An EPS version of the MIPS FP implementation used in some of the problems below can be found at [http://www.ece.lsu.edu/ee4720/2015/mpipei_fp.eps](http://www.ece.lsu.edu/ee4720/2015/mpipei_fp.eps) and an easy-to-edit Inkscape SVG version can be found at [http://www.ece.lsu.edu/ee4720/2015/mpipei_fp.svg](http://www.ece.lsu.edu/ee4720/2015/mpipei_fp.svg).

**Problem 1:** Solve 2014 Midterm Exam Problem 2, which asks for a stall-in-ME version of our floating-point pipeline. A solution to this problem is available but use it only if you are stuck, and after you are finished to check your answer. If you got it wrong, then solve the problem again without looking at the solution.

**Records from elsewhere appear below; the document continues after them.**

PR #1361, opened 2023-03-25
Simulated overlay

### LINKED ISSUE #1319: Simulated transparent pattern in overlay
Add a feature to add a transparent simulated powder diffraction pattern in the azimuthally averaged lineout. Something that looks like the image below.

The powder simulator is already implemented in the `Material` class. It needs to be integrated and an option added in the overlay button. This overlay will also need to have a peak width parameter which changes how broad the shaded peaks are.

Putting it here so we can keep track of this, but this issue is only a medium priority.

Screen Shot 2023-01-09 at 4 21 49 PM

bnmajor:
~WIP~

Still needs:
- [x] Naming testing
- [x] Do not disable editor inputs (on first entry)
- [x] Make state persistent between sessions
- [x] Save selections to state file
- [x] Make sure plot is re-scaled to fit all data as overlays are added/changed
- [x] Suggest default `fwhm`/`scale` values?
- [x] Re-apply overlays when toggling away from/back to polar view
- [x] Ability to save azimuthal plot
- [x] Refactor/clean-up the changes made in the plot update
- [x] Add legend

~Most of these are pretty simple fixes and should be in soon. Just making this branch available in the meantime as a preview.~

azimuthal_plot

This branch should be ready now. Fixes #1319

### DIFF
--- a/hexrd/ui/azimuthal_overlay_manager.py
+++ b/hexrd/ui/azimuthal_overlay_manager.py
@@ -7,6 +7,7 @@ from hexrd.ui import utils
 
 from hexrd.ui.hexrd_config import HexrdConfig
 from hexrd.ui.azimuthal_overlay_editor import AzimuthalOverlayEditor
+from hexrd.ui.azimuthal_overlay_style_picker import AzimuthalOverlayStylePicker
 from hexrd.ui.ui_loader import UiLoader
 from hexrd.ui.utils import block_signals
 
@@ -244,4 +245,5 @@ class AzimuthalOverlayManager:
         HexrdConfig().azimuthal_overlay_modified.emit()
 
     def edit_style(self):
-        pass
+        self._style_picker = AzimuthalOverlayStylePicker(self.active_overlay, self.ui)
+        self._style_picker.exec_()
--- a/hexrd/ui/azimuthal_overlay_manager.py
+++ b/hexrd/ui/azimuthal_overlay_manager.py
@@ -1,0 +1,231 @@
+from PySide2.QtCore import Qt, QItemSelectionModel
+from PySide2.QtWidgets import (
+    QCheckBox, QComboBox, QHBoxLayout, QHeaderView, QSizePolicy,
+    QTableWidgetItem, QWidget
+)
+from hexrd.ui import utils
+
+from hexrd.ui.hexrd_config import HexrdConfig
+from hexrd.ui.ui_loader import UiLoader
+from hexrd.ui.utils import block_signals
+
+
+COLUMNS = {
+    'name': 0,
+    'material': 1,
+    'visible': 2,
+}
+
+
+class AzimuthalOverlayManager:
+
+    def __init__(self, parent=None):
+        loader = UiLoader()
+        self.ui = loader.load_file('azimuthal_overlay_manager.ui', parent)
+
+        flags = self.ui.windowFlags()
+        self.ui.setWindowFlags(flags | Qt.Tool)
+
+        self.material_combos = []
+        self.visibility_boxes = []
+
+        self.setup_connections()
+
+    def setup_connections(self):
+        self.ui.table.selectionModel().selectionChanged.connect(
+            self.selection_changed)
+        self.ui.table.itemChanged.connect(self.table_item_changed)
+        self.ui.add_button.pressed.connect(self.add)
+        self.ui.remove_button.pressed.connect(self.remove)
+        self.ui.edit_style_button.pressed.connect(self.edit_style)
+
+    def show(self):
+        self.update_table()
+        self.ui.show()
+
+    def create_materials_combo(self, v):
+        materials = list(HexrdConfig().materials.keys())
+
+        if v not in materials:
+            raise Exception(f'Unknown material: {v}')
+
+        cb = QComboBox(self.ui.table)
+        size_policy = QSizePolicy(QSizePolicy.Expanding, QSizePolicy.Expanding)
+        cb.setSizePolicy(size_policy)
+        for mat in materials:
+            cb.addItem(mat, mat)
+
+        cb.setCurrentIndex(materials.index(v))
+        cb.currentIndexChanged.connect(self.update_config_materials)
+        self.material_combos.append(cb)
+        return self.create_table_widget(cb)
+
+    def create_visibility_checkbox(self, v):
+        cb = QCheckBox(self.ui.table)
+        cb.setChecked(v)
+        cb.toggled.connect(self.update_visibilities)
+        self.visibility_boxes.append(cb)
+        return self.create_table_widget(cb)
+
+    def create_table_widget(self, w):
+        # These are required to center the widget...
+        tw = QWidget(self.ui.table)
+        layout = QHBoxLayout(tw)
+        layout.addWidget(w)
+        layout.setAlignment(Qt.AlignCenter)
+        layout.setContentsMargins(0, 0, 0, 0)
+        return tw
+
+    def clear_table(self):
+        self.material_combos.clear()
+        self.visibility_boxes.clear()
+        self.ui.table.clearContents()
+
+    def update_table(self):
+        block_list = [
+            self.ui.table,
+            self.ui.table.selectionModel()
+        ]
+
+        with block_signals(*block_list):
+            prev_selected = self.selected_row
+
+            self.clear_table()
+            self.ui.table.setRowCount(len(self.overlays))
+            for i, overlay in enumerate(self.overlays):
+                w = QTableWidgetItem(overlay['name'])
+                self.ui.table.setItem(i, COLUMNS['name'], w)
+
+                w = self.create_materials_combo(overlay['material'])
+                self.ui.table.setCellWidget(i, COLUMNS['material'], w)
+
+                w = self.create_visibility_checkbox(overlay['visible'])
+                self.ui.table.setCellWidget(i, COLUMNS['visible'], w)
+
+            if prev_selected is not None:
+                select_row = (prev_selected if prev_selected < len(self.overlays)
+                              else len(self.overlays) - 1)
+                self.select_row(select_row)
+
+            self.ui.table.resizeColumnsToContents()
+
+            # The last section isn't always stretching automatically, even
+            # though we have setStretchLastSection(True) set.
+            # Force it to stretch manually.
+            last_column = max(v for v in COLUMNS.values())
+            self.ui.table.horizontalHeader().setSectionResizeMode(
+                last_column, QHeaderView.Stretch)
+
+            # Just in case the selection actually changed...
+            self.selection_changed()
+
+    def select_row(self, i):
+        if i is None or i >= self.ui.table.rowCount():
+            # Out of range. Don't do anything.
+            return
+
+        # Select the row
+        selection_model = self.ui.table.selectionModel()
+        selection_model.clearSelection()
+
+        model_index = selection_model.model().index(i, 0)
+        command = QItemSelectionModel.Select | QItemSelectionModel.Rows
+        selection_model.select(model_index, command)
+
+    @property
+    def overlays(self):
+        return HexrdConfig().azimuthal_overlays
+
+    @property
+    def selected_row(self):
+        selected = self.ui.table.selectionModel().selectedRows()
+        return selected[0].row() if selected else None
+
+    def selection_changed(self):
+        self.update_enable_states()
+
+    def update_enable_states(self):
+        row_selected = self.selected_row is not None
+        self.ui.remove_button.setEnabled(row_selected)
+        self.ui.edit_style_button.setEnabled(row_selected)
+
+    def update_config_materials(self):
+        any_changed = False
+        for i in range(self.ui.table.rowCount()):
+            w = self.material_combos[i]
+            overlay = self.overlays[i]
+            if overlay['material'] != w.currentData():
+                overlay['material'] = w.currentData()
+                any_changed = True
+
+        if any_changed:
+            # In case the material was renamed
+            self.update_table()
+
+    def update_visibilities(self):
+        for i in range(self.ui.table.rowCount()):
+            w = self.visibility_boxes[i]
+            self.overlays[i]['visible'] = w.isChecked()
+
+    @property
+    def active_material_name(self):
+        return HexrdConfig().active_material_name
+
+    @property
+    def active_overlay(self):
+        i = self.selected_row
+        if i is None or i >= len(self.overlays):
+            return None
+
+        return self.overlays[i]
+
+    def table_item_changed(self, item):
+        col = item.column()
+        if col == COLUMNS['name']:
+            return self.overlay_name_edited(item)
+        else:
+            raise Exception(f'Item editing not implemented for column: {col}')
+
+    def overlay_name_edited(self, item):
+        row = item.row()
+        new_name = item.text()
+        modified_overlay = self.overlays[row]
+        old_name = modified_overlay['name']
+
+        # If the name matches any other overlay names, revert back so that
+        # we can keep unique names.
+        for overlay in self.overlays:
+            if new_name == overlay['name']:
+                # This name already exists. Revert changes.
+                item.setText(old_name)
+                return
+
+        modified_overlay['name'] = new_name
+
+    def create_unique_name(self):
+        existing_names = [o['name'] for o in self.overlays]
+        return utils.unique_name(existing_names, self.active_material_name)
+
+    def add_azimuthal_overlay(self):
+        data = {
+            'name': self.create_unique_name(),
+            'material': self.active_material_name,
+            'visible': True,
+            'fwhm': 0.25,
+            'scale': 1.0,
+            'color': '#ff0000',
+            'opacity': 0.3,
+        }
+        self.overlays.append(data)
+
+    def add(self):
+        self.add_azimuthal_overlay()
+        self.update_table()
+        self.select_row(len(self.overlays) - 1)
+
+    def remove(self):
+        self.overlays.pop(self.selected_row)
+        self.update_table()
+
+    def edit_style(self):
+        pass
--- a/hexrd/ui/azimuthal_overlay_manager.py
+++ b/hexrd/ui/azimuthal_overlay_manager.py
@@ -6,6 +6,7 @@ from PySide2.QtWidgets import (
 from hexrd.ui import utils
 
 from hexrd.ui.hexrd_config import HexrdConfig
+from hexrd.ui.azimuthal_overlay_editor import AzimuthalOverlayEditor
 from hexrd.ui.ui_loader import UiLoader
 from hexrd.ui.utils import block_signals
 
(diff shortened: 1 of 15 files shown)


bnmajor:
Current demo:

https://user-images.githubusercontent.com/51238406/227745646-a6b15109-b888-4585-b1fc-7b6b4d337249.mp4

bnmajor:
@psavery @saransh13 Still a WIP pending some clean-up but if there are any questions/concerns in the meantime I'm happy to take note now and make changes as I wrap this up

saransh13:
> WIP
> 
> Still needs:
> 
> * [x]  Naming testing
> * [x]  Do not disable editor inputs (on first entry)
> * [x]  Make state persistent between sessions
> * [x]  Save selections to state file
> * [x]  Make sure plot is re-scaled to fit all data as overlays are added/changed
> * [ ]  Suggest default `fwhm`/`scale` values?
You can use default `fwhm = 2`, and `scale = azimuthal_lineout.max()/100`

> * [x]  Re-apply overlays when toggling away from/back to polar view
> * [ ]  Ability to save azimuthal plot
> * [x]  Refactor/clean-up the changes made in the plot update
> * [x]  Add legend
> 
> Most of these are pretty simple fixes and should be in soon. Just making this branch available in the meantime as a preview.
> 
> azimuthal_overlays_example

bnmajor:
Two questions before this is complete:
1. What are we saving out? Plot data (as it seems is the behavior for "save current view") or an image of the azimuthal plot?
2. I can't remember what was decided - are we providing a good estimate for scale based on the integral sum? Or on the simulated data?

saransh13:
> 1. What are we saving out? Plot data (as it seems is the behavior for "save current view") or an image of the azimuthal plot?

Yeah, we can leave the `save current view` as is and add an option to export an image with the overlays!

saransh13:
By the way, I'm not seeing an option to toggle the legends on (as shown in your image in the top right)

Screen Shot 2023-03-26 at 1 33 25 PM

bnmajor:
> By the way, I'm not seeing an option to toggle the legends on (as shown in your image in the top right)
> 
> Screen Shot 2023-03-26 at 1 33 25 PM

I just force pushed some changes so you may need to do a `fetch` and `pull` again to get the latest. Should be on SHA `
d3b5882` now.

hexrd/ui/image_canvas.py
```diff
@@ -998,6 +1002,43 @@ def compute_azimuthal_integral_sum(self, scaled=True):
...
+                    result,
+                    color=overlay['color'],
+                    alpha=overlay['opacity']
+                )
+                artist.set_label(overlay['name'])
+                self.azimuthal_overlay_artists.append({
+                    'name': overlay['name'],
+                    'material': overlay['material'],
+                    'artist': artist,
+                    'line': line,
```
psavery, line 1030: See comment above about potentially restructuring this.

hexrd/ui/image_canvas.py
```diff
@@ -109,6 +111,7 @@ def clear_azimuthal_integral_axis(self):
         self.clear_wppf_plot()
         self.azimuthal_integral_axis = None
         self.azimuthal_line_artist = None
+        self.azimuthal_overlay_artists.clear()
```
psavery, line 114: See other comment about creating a `clear_azimuthal_overlay_artists()` function. We would then call that here.

hexrd/ui/image_mode_widget.py
```diff
@@ -408,6 +415,17 @@ def on_eta_max_changed(self, max_value):
...
+        if hasattr(self, '_overlay_manager'):
+            self._overlay_manager.ui.reject()
+            del self._overlay_manager
+
+        self._overlay_manager = AzimuthalOverlayManager(self.ui)
+        self._overlay_manager.show()
+
+    def toggle_legend(self, value):
+        HexrdConfig().azimuthal_legend = value
+        HexrdConfig().azimuthal_overlay_modified.emit()
```
psavery, line 428: Can we move the legend and the button to save the plot into the overlay manager? We would need to create a section in that dialog for global options (as opposed to the overlay-specific options displayed at the bottom).

hexrd/ui/image_canvas.py
```diff
@@ -998,6 +1002,43 @@ def compute_azimuthal_integral_sum(self, scaled=True):
...
+                    'material': overlay['material'],
+                    'artist': artist,
+                    'line': line,
+                })
+        if HexrdConfig().azimuthal_legend and len(self.azimuthal_overlay_artists):
+            self.azimuthal_integral_axis.legend()
+        elif self.azimuthal_integral_axis:
+            try:
+                self.azimuthal_integral_axis.get_legend().remove()
+            except:
```
psavery, line 1037: Let's not use bare exceptions. Can we either catch specific exceptions or check things with `if` statements?

hexrd/ui/azimuthal_overlay_manager.py
```diff
@@ -0,0 +1,251 @@
...
+            # Out of range. Don't do anything.
+            return
+
+        # Select the row
+        selection_model = self.ui.table.selectionModel()
+        selection_model.clearSelection()
+
+        model_index = selection_model.model().index(i, 0)
+        command = QItemSelectionModel.Select | QItemSelectionModel.Rows
+        selection_model.select(model_index, command)
```
psavery, line 138: It might be good for us to make a common base class between this class and the overlay manager class that contains functions like these where the logic is identical. I might make a quick attempt at this.

hexrd/ui/image_mode_widget.py
```diff
@@ -408,6 +415,17 @@ def on_eta_max_changed(self, max_value):
                 HexrdConfig().set_polar_res_eta_min(min_value, rerender=False)
         HexrdConfig().polar_res_eta_max = max_value
 
+    def show_overlay_manager(self):
+        if hasattr(self, '_overlay_manager'):
+            self._overlay_manager.ui.reject()
+            del self._overlay_manager
+
+        self._overlay_manager = AzimuthalOverlayManager(self.ui)
+        self._overlay_manager.show()
```
psavery, line 424: Can we change all of the `overlay_manager` names to `polar_overlay_manager`? This is just to make it clear in the code that this is in the polar view, since the image mode widget has in it logic for all of the different views.

psavery (commented):
Looks really great, thank you for your work Brianna. Just a few suggestions here.

psavery:
Also, let's set the window titles on the dialogs now to "Overlay Manager" and "Azimuthal Overlay Manager", so it is clearer what we are looking at.

hexrd/ui/hexrd_config.py
```diff
@@ -239,6 +243,8 @@ def __init__(self):
         self.polar_angular_grid = None
         self._recent_images = {}
         self.max_cpus = None
+        self.azimuthal_overlays = []
+        self.azimuthal_legend = True
```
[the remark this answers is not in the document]
bnmajor: Makes sense! Fixed.

hexrd/ui/image_canvas.py
```diff
@@ -998,6 +1002,43 @@ def compute_azimuthal_integral_sum(self, scaled=True):
         masked = np.ma.masked_array(pimg, mask=np.isnan(pimg))
         return masked.sum(axis=0) / np.sum(~masked.mask, axis=0)
 
+    def update_azimuthal_plot_overlays(self):
+        while self.azimuthal_overlay_artists:
+            item = self.azimuthal_overlay_artists.pop(0)
+            item['artist'].remove()
+            item['line'].remove()
```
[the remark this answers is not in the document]
bnmajor: Makes sense! Fixed and fixed.

hexrd/ui/image_canvas.py
bnmajor: Done.

hexrd/ui/image_canvas.py
bnmajor: Updated.

hexrd/ui/image_canvas.py
```diff
@@ -998,6 +1002,43 @@ def compute_azimuthal_integral_sum(self, scaled=True):
...
+
+        # Apply new, visible overlays
+        tth, sum = HexrdConfig().last_unscaled_azimuthal_integral_data
+        for overlay in HexrdConfig().azimuthal_overlays:
+            if overlay['visible']:
```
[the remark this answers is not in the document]
bnmajor: Done!

hexrd/ui/image_mode_widget.py
bnmajor: Done.

saransh13:
@bnmajor Can we also add the density in the legends? This property sits in `material.unitcell.density` in g cm^-3. We should only display the density it to 2 decimal places for the legend to fit nicely.

bnmajor:
@saransh13 Sure thing!

psavery:
@bnmajor We are also going to need to make sure there is some signal emitted if the density is modified, and then perform an update on this legend text when the density is modified.

hexrd/ui/azimuthal_overlay_manager.py
bnmajor: This makes sense to me but I did not address this in this PR

hexrd/ui/materials_panel.py
```diff
@@ -276,6 +276,7 @@ def show_overlay_manager(self):
 
     def update_table(self):
         HexrdConfig().update_reflections_tables.emit(self.current_material())
+        HexrdConfig().azimuthal_overlay_modified.emit()
```
bnmajor, line 279: @psavery My thinking here is that I believe any changes that may update the density value will end up hitting this function so we can emit a modified signal just in case? But my logic may be flawed/misguided so I'm open to changes if needed!

saransh13:
Not sure if it's ready for testing but I tried it anyway. Overall looks awesome. Just two comments:

1. The `save plot` option is not working yet. I get the following error even though I used `.png` as recommended: 
Screen Shot 2023-03-28 at 3 34 36 PM

`Traceback (most recent call last):
  File "/Users/soderlind3/hexrdgui/hexrd/ui/image_canvas.py", line 1028, in save_azimuthal_plot
    self.figure.savefig(selected_file, bbox_inches=new_extent)
  File "/Users/soderlind3/opt/miniconda3/envs/hexrd/lib/python3.10/site-packages/matplotlib/figure.py", line 3274, in savefig
    self.canvas.print_figure(fname, **kwargs)
  File "/Users/soderlind3/opt/miniconda3/envs/hexrd/lib/python3.10/site-packages/matplotlib/backends/backend_qtagg.py", line 81, in print_figure
    super().print_figure(*args, **kwargs)
  File "/Users/soderlind3/opt/miniconda3/envs/hexrd/lib/python3.10/site-packages/matplotlib/backend_bases.py", line 2285, in print_figure
    with cbook._setattr_cm(self, manager=None), \
  File "/Users/soderlind3/opt/miniconda3/envs/hexrd/lib/python3.10/contextlib.py", line 135, in __enter__
    return next(self.gen)
  File "/Users/soderlind3/opt/miniconda3/envs/hexrd/lib/python3.10/site-packages/matplotlib/backend_bases.py", line 2192, in _switch_canvas_and_return_print_method
    raise ValueError(
ValueError: Format 'png,' is not supported (supported formats: eps, jpeg, jpg, pdf, pgf, png, ps, raw, rgba, svg, svgz, tif, tiff, webp)`

Are the other formats not supported because of the transparency in the plot?

The second thing is a slight modification to the units in the legend. We should use the `tex` interpreter in pyplot to get the units to show up correctly (same as in the properties tab of the material) Image below

Screen Shot 2023-03-28 at 3 38 55 PM

hexrd/ui/materials_panel.py
psavery: Hey @bnmajor! I think it's a little better design for the materials panel to not be aware of other parts of the program, and basically just emit a signal that says "This was modified!", and have other parts of the program listen for that signal to respond.

On that note, there is a `HexrdConfig().active_material_modified` signal. The active material is whatever one is currently displayed in the materials panel, which is usually the only one that gets modified since the user can only see that one in the panel. If you hook into that signal, you will get the same behavior as what you have here, and I think that might be better.

However, there are some cases where things like lattice parameters get modified by calibration. I'm thinking we should add a `HexrdConfig().material_modified(str)` signal, where the `str` is the name of the material that was modified (and we should emit this anytime we change something about the material behind the scenes). But we don't necessarily need to do that for this PR.

bnmajor:
@saransh13 Thanks! So that error was produced by a syntax error I made (no commas in the list of file extensions!) and should be fixed now. I've also removed that list altogether since that was based on what appears to be an incomplete list of supported file types. This leaves it a bit more open-ended for the user to save to the image format that they prefer.

The units have been corrected as well. Just a heads up that in the case of the legend the exponent was is kind of squished. Presumably users will understand that it is centimeters cubed though and that will not be an issue. 
legend

hexrd/ui/calibration/auto/powder_runner.py
```diff
@@ -222,14 +222,11 @@ def update_config(self):
             #        this array is the reduce lattice parameter set.
             refined_lattice_params = self.ic.full_params[self.ic.npi:]
             self.material.latticeParameters = refined_lattice_params
+            HexrdConfig().material_modified(self.material)
```
psavery, line 225: I think this should be `self.material.name` instead.

psavery: Oh, and we need the `emit()` too. It should also be `HexrdConfig().material_modified.emit(self.material.name)`

hexrd/ui/calibration/wppf_runner.py
```diff
@@ -82,9 +82,7 @@ def write_lattice_params_to_materials(self):
 
             mat.latticeParameters = lparms
             HexrdConfig().flag_overlay_updates_for_material(name)
-
-            if mat is HexrdConfig().active_material:
-                HexrdConfig().active_material_modified.emit()
+            HexrdConfig().material_modified(name)
```
psavery, line 85: Should be `HexrdConfig().material_modified.emit(mat_name)`

hexrd/ui/calibration/calibration_runner.py
```diff
@@ -390,8 +390,7 @@ def run_calibration(self):
                 mat = materials[mat_name]
                 mat.latticeParameters = calibrator.params
                 HexrdConfig().flag_overlay_updates_for_material(mat_name)
-                if mat is HexrdConfig().active_material:
-                    HexrdConfig().active_material_modified.emit()
+                HexrdConfig().material_modified(mat_name)
```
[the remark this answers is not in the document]
bnmajor: Missed the emit on all of them.... Fixed now.

hexrd/ui/calibration/auto/powder_runner.py
bnmajor: Both fixed now

hexrd/ui/calibration/wppf_runner.py
bnmajor: Fixed

hexrd/ui/hexrd_config.py
```diff
@@ -1579,6 +1582,10 @@ def _set_materials(self, materials):
     def material(self, name):
         return self.config['materials']['materials'].get(name)
 
+    def check_activate_material_changed(self, material_name):
```
psavery, line 1585: Can we change `activate` to `active`?

hexrd/ui/hexrd_config.py
```diff
@@ -1579,6 +1582,10 @@ def _set_materials(self, materials):
...
+        if material_name == self.active_material:
```
psavery, line 1586: This should be `self.active_material_name` instead (`self.active_material` returns the material object)

hexrd/ui/hexrd_config.py
```diff
@@ -1579,6 +1582,10 @@ def _set_materials(self, materials):
...
+            self.active_material_changed.emit()
```
psavery, line 1587: Should be `self.active_material_modified.emit()` instead.

hexrd/ui/materials_panel.py
psavery: Awesome, thank you @bnmajor!

hexrd/ui/hexrd_config.py
bnmajor: Sorry about that, fixed.

hexrd/ui/hexrd_config.py
bnmajor: Fixed

hexrd/ui/hexrd_config.py
bnmajor: Thanks, fixed.

saransh13:
The scale factor is limited to a maximum value of 1. This should not be the case.

bnmajor:
> The scale factor is limited to a maximum value of 1. This should not be the case.

It's now set to a max of 100. Easy to change to any arbitrary number though!

hexrd/ui/resources/ui/azimuthal_overlay_editor.ui
```diff
@@ -76,17 +76,17 @@
...
        <property name="singleStep">
-        <double>0.010000000000000</double>
+        <number>1</number>
        </property>
        <property name="value">
-        <double>1.000000000000000</double>
+        <number>1</number>
+       </property>
+       <property name="decimals" stdset="0">
+        <number>3</number>
```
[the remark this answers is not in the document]
bnmajor: Sounds, good. I'll change that.

saransh13:
> > > The scale factor is limited to a maximum value of 1. This should not be the case.
> > 
> > 
> > It's now set to a max of 100. Easy to change to any arbitrary number though!
> 
> @saransh13 Does 100 sound like a reasonable max? Or should we make it even higher, like 10000?

Could be higher. Maybe `1E9` sounds like it should be ok.

saransh13 (approved):
I have tested out the features, and everything seems to work. I just made a small change to the maximum value in the scale box. All the features work for me. I'll wait for Patrick to give the final nod, but LGTM!

hexrd/ui/image_canvas.py
```diff
@@ -998,6 +1005,69 @@ def compute_azimuthal_integral_sum(self, scaled=True):
...
+        if not selected_file:
+            return
+        # Find and invert the physical inches from the bottom left corner
+        size = self.figure.dpi_scale_trans.inverted()
+        # Get the bbox for the second plot
+        extent = self.azimuthal_integral_axis.get_window_extent().transformed(size)
+        # The bbox does not include the axis so manually scale it up so it does
+        new_extent = extent.from_extents([[0, 0], [extent.xmax*1.05, extent.ymax*1.05]])
+        # Save the clipped region of the figure
+        self.figure.savefig(selected_file, bbox_inches=new_extent)
```
psavery, line 1028: Interesting thing we had to do here!

psavery:
@bnmajor This ended up being more work than expected, but you did an awesome job with this. Thank you so much for all of your hard work! This is a great improvement.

**Problem 2:** Solve 2014 Final Exam Problem 1, which asks for an execution diagram of code running on the solution to the 2014 Midterm Problem 2.

There’s another problem on the next page.
Problem 3: In the FP implementation on the next page (which is the same as the one used in class) an add.s instruction can stall due to an earlier mul.s, see the example below.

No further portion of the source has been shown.